> [Task objective]
A line qualifies if it holds the string "currentPage". Copy every qualifying line from the records.

> [Supplied records]
PR #1317, opened 2017-11-17
Hide home page login button if user is logged in

amalik12:
If the user is already logged in, the "Login for automatic replay parsing" button disappears.
Before:

After:

### DIFF
--- a/src/components/Home/Buttons.jsx
+++ b/src/components/Home/Buttons.jsx
@@ -7,13 +7,6 @@ import strings from 'lang';
 import { IconSteam } from 'components/Icons';
 import { ButtonsDiv } from './Styled';
 
-const mapStateToProps = (state) => {
-  const { data } = state.app.metadata;
-  return {
-    user: data.user,
-  };
-};
-
 const Buttons = ({ user }) => (
   <ButtonsDiv>
     {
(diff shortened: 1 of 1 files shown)


src/components/Home/Buttons.jsx
```diff
@@ -1,19 +1,31 @@
...
 import { Link } from 'react-router-dom';
+import PropTypes from 'prop-types';
 import FlatButton from 'material-ui/FlatButton';
+import { connect } from 'react-redux';
 import strings from 'lang';
 import { IconSteam } from 'components/Icons';
 import { ButtonsDiv } from './Styled';
 
-export default () => (
+const mapStateToProps = (state) => {
```
howardchung: I like to put mapstatetoprops at the bottom (next to the connect) but that's just style

src/components/Home/Buttons.jsx
```diff
@@ -37,3 +49,18 @@ export default () => (
     </div>
   </ButtonsDiv>
 );
+
+Buttons.propTypes = {
+  user: PropTypes.shape({}),
+};
+
+class RequestLayer extends React.Component {
```
howardchung: is there any reason to have this requestlayer here?  you should be able to connect the buttons component directly.

amalik12:
made the changes!

PR #1324, opened 2017-11-19
Added new feature:  filter heroes by "at least __ games played"

### LINKED ISSUE #1157: As a user, I should be able to filter out heroes with low matches played while reviewing hero performance.
When filtering my heroes played for ranked matches only, for example, I want to sort by winrate but there are too many heroes for which I have fewer than 5 games played.  I should be able to check a box or enable a filter to remove heroes for which I have fewer than some number of games played (e.g. 5, 10, 15).

wanderrful:
Fixes #1157

I created issue #1157 because I wanted to review my hero win rates and determine my consistently best heroes... but the data was always distorted by heroes for which I have relatively few games played.  

I've been working on and off for the past couple of months on trying to figure out how to implement this feature.  Recently came up with a quick-and-dirty solution that seems to work perfectly fine on localhost.  I hope that you guys will accept my pull request here so that I can finally say that I'm good enough with this web dev stuff to be able to contribute to Open Source projects!

### DIFF
--- a/src/components/Table/Table.jsx
+++ b/src/components/Table/Table.jsx
@@ -108,9 +108,6 @@ class Table extends React.Component {
       currentPage: this.state.currentPage - 1,
     });
   }
-  getURLParameter(name) {
-    return decodeURIComponent((new RegExp('[?|&]' + name + '=' + '([^&;]+?)(&|#|;|$)').exec(window.location.search) || [null, ''])[1].replace(/\+/g, '%20')) || null;
-  }
   render() {
     const {
       columns,
@@ -122,16 +119,10 @@ class Table extends React.Component {
       pageLength = 20,
     } = this.props;
     const {
-      sortState, sortField, sortFn, currentPage
+      sortState, sortField, sortFn, currentPage,
     } = this.state;
     const dataLength = this.props.data.length;
     let { data } = this.props;
-    
-    let filter_gamesplayed_amount = this.getURLParameter("games_played");
-    if (filter_gamesplayed_amount) {
-      data = data.filter( hero => hero.games > filter_gamesplayed_amount );
-    }
-
     if (maxRows && maxRows <= dataLength) {
       data = data.slice(0, maxRows);
     }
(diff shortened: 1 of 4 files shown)


src/lang/en-US.json
```diff
@@ -184,6 +184,12 @@
   "filter_last_month": "Last month",
   "filter_last_3_months": "Last 3 months",
   "filter_last_6_months": "Last 6 months",
+  "filter_with_games_played": "Games played",
```
howardchung: Possibly change this to "At least this many games played" and then each item in the list doesn't need its own string (you can just use the number 5/10/15...)

src/components/Table/Table.jsx
```diff
@@ -108,6 +108,9 @@ class Table extends React.Component {
       currentPage: this.state.currentPage - 1,
     });
   }
+  getURLParameter(name) {
```
howardchung: I suggest adding a filter option to odota/core called "having" or something (the SQL equivalent to this filter), which ties in better with the existing filter framework

wanderrful:
I have reverted the implementation of the filter and only left the front-end of it.  After attempting a recommended change over at odota/core, I've made a partner Pull Request here:  https://github.com/odota/core/pull/1563

src/lang/en-US.json
```diff
@@ -184,6 +184,12 @@
   "filter_last_month": "Last month",
   "filter_last_3_months": "Last 3 months",
   "filter_last_6_months": "Last 6 months",
+  "filter_with_games_played": "At least this many games played",
```
howardchung: suggestion from earlier about not having an individual string for each option still stands

howardchung: actually you can reuse the string from the Explorer:
"explorer_having"

wanderrful:
All of the other filters in TableFilter.config.js still have "text" members, so I just replaced the localized string text with string literals as you asked.  Wasn't sure if it was okay to just have only the "value" member by itself.  Also deleted the relevant localized text entries.

wanderrful:
Removed the localized string and replaced the filter name with the one you mentioned in your comment.

PR #1335, opened 2017-11-24
toggle to show/hide small purchases

### LINKED ISSUE #1332: consider adding toggle to show/hide small purchases
The items tab has always been pretty crowded.

Consider adding a toggle that hides small items like TP scrolls and wards, and default it to on.

Example:
https://www.opendota.com/matches/3577473492/purchases

Argn0:
fixes #1332 

consumables in starting items are of interest I think


src/components/Match/matchColumns.jsx
```diff
@@ -462,15 +462,17 @@ export const fantasyColumns = [
   },
 ].concat(fantasyComponents);
 
-export const purchaseTimesColumns = (match) => {
+export const purchaseTimesColumns = (match, showCommItems) => {
+  // IDs of common consumable items
+  const commCon = showCommItems ? [] : [46, 216, 44, 42, 43, 38, 257, 265, 188, 16];
```
howardchung: I suggest using the names for greater readability

src/components/Match/matchColumns.jsx
```diff
@@ -462,15 +462,17 @@ export const fantasyColumns = [
...
   const cols = [heroTdColumn];
   const bucket = 300;
   for (let i = 0; i < match.duration + bucket; i += bucket) {
     const curTime = i;
     cols.push({
       displayName: `${curTime / 60}'`,
       field: 'purchase_log',
-      displayFn: (row, column, field) =>
+      displayFn: (row, column, field) => [
```
howardchung: what's the purpose of adding [ here?

src/components/Match/matchColumns.jsx
Argn0: shoul I put the array with item names outside the function?

howardchung: sure you can put it in utility file if you think it might be reused

Argn0: ok done

howardchung:
check lint `npm run lint`

Argn0:
ok I think I've fixed everything

src/utility/index.jsx
```diff
@@ -592,3 +592,18 @@ export const wilsonScore = (up, down) => {
     1 + (z * z / n)
   );
 };
+
+export const commonConsumableItems = [
+  'Town Portal Scroll',
```
howardchung: actually I mean the internal item name, like `tpscroll`, since those are unlikely to change.

Argn0: items already had a qual property. I'm so blind :)

howardchung:
Opinions on hiding/showing the starting items?  It might be confusing to the user that they don't count as consumables for display purposes

Argn0:
Maybe we could rename time 0  to 'Starting Purchases'

Argn0:
I remove consumables from starting items. I agree it was kinda confusing.

Argn0:
I removed consumables from starting items, because I agree it was kinda confusing.

Issue #1140, opened 2017-08-27
Make log similar to chat


blukai:

Luchanso:
Can you write more information about it?

blukai:
@Luchanso 
Create the "Message" component and display log events similar to messages on the chat tab, like this:
![image](https://user-images.githubusercontent.com/20866892/32013716-9cf0ba5a-b9c4-11e7-8c5e-039805910a7f.png)
Also maybe make filters (kills, objectives, runes) like on the chat tab

DomitriusAnthony:
Is this still open? Would like to try!

Luchanso:
@DomitriusAnthony Yeah, u can! 👍Maybe just modify this chat?
![image](https://user-images.githubusercontent.com/2098777/38411605-1c6dc3b8-3990-11e8-953e-83e1797cef4b.png)

What you think @howardchung?

howardchung:
Sounds good!  You can probably reuse the same component that chat uses.

ChrisMissal:
I believe this one is complete, the log looks great!

![image](https://user-images.githubusercontent.com/67798/42465021-6eff6b84-8370-11e8-91c4-5aa264d38032.png)

PR #1339, opened 2017-11-25
improvements to match log

Argn0:
the blood splatter image is from here and is free for commercial use
https://pixabay.com/en/ink-red-splatter-abstract-paint-303244/


src/components/Match/MatchLog.jsx
```diff
@@ -118,6 +119,69 @@ const logColumns = [heroTdColumn, {
           />
         );
       }
+      case 'objectives': {
+        if (row.detail === ' First Blood') {
```
howardchung: I suggest matching on a key value as display strings may change

src/utility/index.jsx
```diff
@@ -592,3 +592,47 @@ export const wilsonScore = (up, down) => {
...
+    npc_dota_goodguys_tower3_bot: `${strings.general_radiant} ${strings.bot_tower} ${strings.tier3}`,
+    npc_dota_goodguys_tower4: `${strings.general_radiant} ${strings.heading_tower} ${strings.tier4}`,
+    npc_dota_goodguys_melee_rax_top: `${strings.barracks_value_1024} ${strings.heading_barracks}`,
+    npc_dota_goodguys_melee_rax_mid: `${strings.barracks_value_256} ${strings.heading_barracks}`,
+    npc_dota_goodguys_melee_rax_bot: `${strings.barracks_value_64} ${strings.heading_barracks}`,
+    npc_dota_goodguys_range_rax_top: `${strings.barracks_value_2048} ${strings.heading_barracks}`,
+    npc_dota_goodguys_range_rax_mid: `${strings.barracks_value_512} ${strings.heading_barracks}`,
+    npc_dota_goodguys_range_rax_bot: `${strings.barracks_value_128} ${strings.heading_barracks}`,
+  },
+  dire: {
```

> [Output for this task]
       currentPage: this.state.currentPage - 1,
-      sortState, sortField, sortFn, currentPage
+      sortState, sortField, sortFn, currentPage,
       currentPage: this.state.currentPage - 1,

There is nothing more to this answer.